Aktuelle Bestandsaufnahme zur biologischen Vielfalt

  1. "Klima- und Biodiversitätsschutz gemeinsam erreichen": Ökosysteme an Land und in den Meeren haben in den vergangenen zehn Jahren rund 55 Prozent der vom Menschen verursachtenCO2-Emissionen aufgenommen. Die Zerstörung von Ökosystemen wie Torfmooren oder Wäldern setzt große Mengen an Treibhausgasen frei. Intakte Ökosysteme sind daher gut für das Klima. Ein stabiles Klima wiederum kommt auch der Artenvielfalt zugute. Das Aussterberisiko tropischer Arten könnte halbiert werden, wenn die globale Erwärmung unter 2°C gehalten und ein Drittel der Landfläche geschützt würde. Beides, Klima- und Biodiversitätsschutz, ist international vereinbart oder wird gerade verhandelt, es fehlt nur noch an der Umsetzung.
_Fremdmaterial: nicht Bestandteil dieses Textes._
PR #2265, opened 2023-11-17
Provide undo/redo indicator

jpirnay:


meerk40t/core/undos.py
```diff
@@ -108,3 +108,19 @@ def undolist(self):
...
+            if self._undo_index == 0:
+                # At bottom of stack.
+                return False
+            if len(self._undo_stack) == 0:
+                # Stack is entirely empty.
+                return False
+        return True
+
+    def has_redo(self):
+        with self._lock:
```
tatarize, line 123: You don't need these locks. If you're not manipulating the data it won't matter if multiple threads look at the same data.

meerk40t/core/elements/elements.py
```diff
@@ -526,14 +526,15 @@ def __init__(self, kernel, index=None, *args, **kwargs):
...
-            self.undo.mark("op-loaded")  # Mark defaulted
+        with self.undofree():
+            self.load_persistent_operations("previous")
+
+            ops = list(self.ops())
+            if len(ops) == 0 and not self.operation_default_empty:
+                self.load_default(performclassify=False)
+            # if list(self.ops()):
+            #     # Something was loaded for default ops. Mark that.
+            #     self.undo.mark("op-loaded")  # Mark defaulted
```
tatarize, line 537: No longer marks the loaded ops?

tatarize (approved):

PR #2268, opened 2023-11-18
Experimental: Remove svgelements/kernel replace with import references

tatarize:
* Use mkernel and svgelements directly via import rather than including the file in place.


tatarize:
Kind of a lateral move 6 of 1, half-dozen of another. Probably more pythonic to do it like this.

PR #2269, opened 2023-11-18
Helper Window + Online Help

jpirnay:
- Add a helper window that will display the tooltip of the control the mouse is currently hovering over. Tooltips disappear after a short period of time, while this window will have the information as long as the mouse remains over the control.
- Additionally a wiki page describing the functionality of this control / the window it is in embedded can be opened via F11 (uses the wxmain menu functionality for this overarching key).
Internally this uses the SetHelpText functionality of any wxPython window (control or panel) and uses this retrieved value to open a corresponding wiki page. This page is constructed via ``url = f"https://github.com/meerk40t/meerk40t/wiki/Online-Help:-{sect}"`` where ``sect`` is the retrieved helptext value.
Example:
grafik

Corresponding page:
https://github.com/meerk40t/meerk40t/wiki/Online-Help:-CAG


tatarize (approved):
I don't see an online help button, but seems pretty good. Does put us on the hook for a lot of documentation that we should have done.

PR #2270, opened 2023-11-19
GRBL: Imply GRBL home offsets

tatarize:
* allow forced validation
* add in origin shift offset


meerk40t/grbl/device.py
```diff
@@ -124,22 +124,22 @@ def __init__(self, kernel, path, *args, choices=None, **kwargs):
                 "signals": "bedsize",
             },
             {
-                "attr": "home_bottom",
```
tatarize, line 127: This needs a better interface. Maybe just a combo box.

meerk40t/grbl/driver.py
```diff
@@ -175,12 +175,21 @@ def move_rel(self, dx, dy):
         @param dy:
         @return:
         """
-        self._g91_relative()
+        self._g90_absolute()
```
tatarize, line 178: Revert this, just for testing.

PR #2274, opened 2023-11-19
Make m2nano controller window a bit more compact

jpirnay:
Made control sizes a bit more compact for Lihuiyu controller:

grafik

Added device info to controll button for GRBL + reduced bitmap size a bit

grafik

### DIFF
--- a/meerk40t/lihuiyu/gui/lhycontrollergui.py
+++ b/meerk40t/lihuiyu/gui/lhycontrollergui.py
@@ -20,9 +20,9 @@ from meerk40t.kernel import signal_listener
 
 _ = wx.GetTranslation
 
-_simple_width = 500
+_simple_width = 565
 _advanced_width = 952
-_default_height = 584
+_default_height = 570
 
 
 class LihuiyuControllerPanel(ScrolledPanel):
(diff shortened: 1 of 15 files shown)


meerk40t/lihuiyu/gui/lhycontrollergui.py
```diff
@@ -356,7 +367,7 @@ def on_connection_state_change(self, origin, state):
             self.button_device_connect.SetLabel(_("Connect failed"))
             self.button_device_connect.SetBitmap(
                 icons8_disconnected.GetBitmap(
-                    use_theme=False, resize=get_default_icon_size()
+                    use_theme=False, resize=0.75 * get_default_icon_size()
```
tatarize, line 370: You probably want to set `factor = 0.75` in there and just use that since otherwise these numbers are more fully hardcoded. Not that I'm recommending hardcoding them, but making it all adjustable in code from one line.

tatarize (approved):

meerk40t/lihuiyu/gui/lhycontrollergui.py
jpirnay: Done

PR #2278, opened 2023-11-21
Add in GRBL Interpolation tweaks.

tatarize:
See Discord discussion (11-21-2023 11:29 PM PST). The GRBL code interpolates a curve into 50 subpoints regardless how intricate the curve is. This means small fragments of curve are made more fragmented and does not account for the speed change within bezier curves ( https://youtu.be/aVwxzDHniEw?si=nUytSTNjguAWS1nn&t=907 ).

The algorithm around this is usually to use a lookup table of distance and slice into that lookup table. Here I did a bit of a different thing but it mostly would work slightly inferior.


tatarize:
Fix the distance incorrectness due to distance from mark rather than distance through curve. Fix the distance sum LUT algorithm working correctly/fully.

PR #2280, opened 2023-11-21
Exif image rotation

tatarize:
Some images have an exif rotation applied to them purely in metadata. This will provide those rotations if they exist.


tatarize:
image
Portrait_2

Main thread previously:
image

PR #2282, opened 2023-11-22
Tips at startup

jpirnay:
Display tips at startup (can be suppressed, will still be accessible via the Panes-Help menu)

image

The tips can be maintained outside of the regular release cycle by updating a file on github: https://github.com/meerk40t/meerk40t/blob/main/locale/tips.txt
The logic will once a week query that file and hold a local copy. It will look first in the language-specific subdirectory and then fallback to the english version.
```
# This file contains tips to be displayed at program start. Every entry has up to 3 lines:
#   tip=xxxx Tip to be displayed
#   version=x.x.x (optional) Minimum version to apply, you can just omit that line to allow it for any version
#   cmd=xxxx Command to execute for the 'Try it out' button
# NB: Every tip= will reset cmd and version, so please use the sequence tip, cmd, version
#
# Example:
# tip=Did you know, these tips can be maintained and extended online.\nWow, that's great.
# cmd=
# version=0.9.3
#
# tip=That won't be visible for a while
# version=1.0
```


tatarize (changes requested):
I don't love the idea of the program phoning home like that.

If we have tips we should hard code them at build time.

jpirnay (commented):
Changes done according to agreement for intentional download

meerk40t/gui/tips.py
```diff
@@ -0,0 +1,461 @@
...
+                parts = path.split("/")
+                if len(parts) > 0:
+                    basename = f"_{counter}_" + parts[-1]
+                    local_path = os.path.join(self.cache_dir, basename)
+                    # Is this file already on the disk? If not load it...
+                    if not os.path.exists(local_path):
+                        loaded = False
+                        opened = False
+                        try:
+                            with urllib.request.urlopen(path) as file:
```
tatarize, line 172: Could still download things without strict authorization.

tatarize (changes requested):
If you deleted the images it could still download replacement images without explicit permission.

meerk40t/gui/tips.py
jpirnay: resolved

tatarize (changes requested):
I feel like this is really close. But, I can't easily revoke the ability to download those automatically. They should either have to press `update` to get the missing images or they should have to hit `update` on that individual image.

Once permissions are given here to automatically download the image it can't be revoked. Even just a text box that says `Image not found. Try updating.` would meet the otherwise seemingly stringent rules. Since it could just download the images after the user requested this.

* The program should not contact the internet without express permission.
* Permission should be revocable, but strongly preferred user initiated.

tatarize:
Even a checkbox that defaults to off, that gives a blanket `automatically update` would probably suffice. Just ask before you download, and let people suspend that access. Rather than begging them to click update a lot. Just `request access` and `allow revoke access`.

tatarize (approved):

PR #2296, opened 2023-11-24
Polygon tool

jpirnay:
Made regular polgyon design more logical. Added another tool


tatarize (approved):
Somehow I think so long as the polygon tools are different they might want to be different tools in different files with different registered names. Where tools maybe have a subclass such that we put all the polygon-classed tools into a group. With the current method this tool can't be extended by a plugin for example.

  2. "Stärkung der planetarischen Gesundheit": 75 % der neuen Infektionskrankheiten - darunter auch COVID19 - sind Zoonosen, d. h. Krankheiten, die von Tieren auf Menschen übertragen werden. Das kann passieren, wenn der Mensch zunehmend in Naturräume eindringt, oder in der Massentierhaltung, die oft schon zur Zerstörung der Natur beiträgt, indem sie Futtermittel auf ehemals unberührten Flächen anbaut. Der Schutz von Ökosystemen und die Reduzierung der Massentierhaltung können daher direkt und indirekt der Gesundheit von Mensch und Natur zugute kommen.
  3. "Verborgene Artenvielfalt berücksichtigen": Jeder will Elefanten oder Tiger schützen, aber das Leben unter der Oberfläche stirbt unsichtbar. In Flüssen und Seen ist die Zahl der größeren Wirbeltiere um 84 % zurückgegangen. Mehr Forschung über das Sterben von Mikroorganismen im Boden ist dringend erforderlich. Die Mikroorganismen unter der Erde sind wichtig für alles, was auf der Erde wächst.
  4. "Förderung von biokulturellen Lebensräumen": Die rund 5.000 auf der Erde verbliebenen indigenen Völker sind als Jäger, Sammler und Fischer auf eine intakte Natur angewiesen. Biodiversität, kulturelle und sprachliche Vielfalt sind eng miteinander verbunden; so werden beispielsweise 70 % aller Sprachen auf nur 24 % der Erdoberfläche gesprochen, wo auch die größte Artenvielfalt zu finden ist. Wenn wir die Sprachen verlieren, verlieren wir nicht nur das Wissen über die biologische Vielfalt, sondern auch das traditionelle ökologische Wissen, das für die Erhaltung und den Schutz ihres natürlichen Lebensraums von entscheidender Bedeutung ist.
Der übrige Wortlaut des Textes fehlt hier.